Your instructions
In the entries below, every line that contains "bundle" must be located and copied.

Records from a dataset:
PR #2402, opened 2025-03-21
chore: update meta parsing for wordwrap

chdeskur:
for composio

### DIFF
--- a/packages/fern-docs/bundle/src/mdx/plugins/rehype-code-block.test.ts
+++ b/packages/fern-docs/bundle/src/mdx/plugins/rehype-code-block.test.ts
@@ -65,4 +65,22 @@ describe("migrateMeta", () => {
       `" title="python.py" {metadata_that_means_nothing=true}"`
     );
   });
+
+  it("should remove wordWrap if it is next to the title", () => {
+    expect(migrateMeta("Python wordWrap maxLines=100")).toMatchInlineSnapshot(
+      `"title="Python"  wordWrap maxLines={100}"`
+    );
+  });
+
+  it("should remove wordWrap if that is the only word", () => {
+    expect(migrateMeta("wordWrap")).toMatchInlineSnapshot(
+      `"title="" wordWrap"`
+    );
+  });
+
+  it("should remove wordWrap if it is next to just a title", () => {
+    expect(migrateMeta("wordWrap myFile.txt")).toMatchInlineSnapshot(
+      `"wordWrap title="myFile.txt" "`
+    );
+  });
 });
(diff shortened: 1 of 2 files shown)


packages/fern-docs/bundle/src/mdx/plugins/rehype-code-block.test.ts
```diff
@@ -65,4 +65,22 @@ describe("migrateMeta", () => {
...
+    expect(migrateMeta("wordWrap")).toMatchInlineSnapshot(
+      `"title="" wordWrap"`
+    );
+  });
+
+  it("should remove wordWrap if it is next to just a title", () => {
+    expect(migrateMeta("wordWrap myFile.txt")).toMatchInlineSnapshot(
+      `"wordWrap title="myFile.txt" "`
+    );
+  });
```
dsinghvi, line 85: want to add a test for composio's actual usecase `json JSON maxLines=50 {14-19} {63-89} wordWrap`, I think it should work but probably a cheap thing to add

packages/fern-docs/bundle/src/mdx/plugins/rehype-code-block.ts
```diff
@@ -198,15 +202,20 @@ export function migrateMeta(metastring: string): string {
       if (text.trim() === "") {
         return "";
       }
-      return `title="${text.trim()}" `;
+
+      const lintText = text.replaceAll(/(wordWrap)/g, "").trim();
+      return text.replace(
+        lintText,
+        `title="${lintText.replace(/"/g, '\\"')}"${text.includes("wordWrap") ? " " : ""}`
+      );
```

Answer for the task
--- a/packages/fern-docs/bundle/src/mdx/plugins/rehype-code-block.test.ts
+++ b/packages/fern-docs/bundle/src/mdx/plugins/rehype-code-block.test.ts
packages/fern-docs/bundle/src/mdx/plugins/rehype-code-block.test.ts
packages/fern-docs/bundle/src/mdx/plugins/rehype-code-block.ts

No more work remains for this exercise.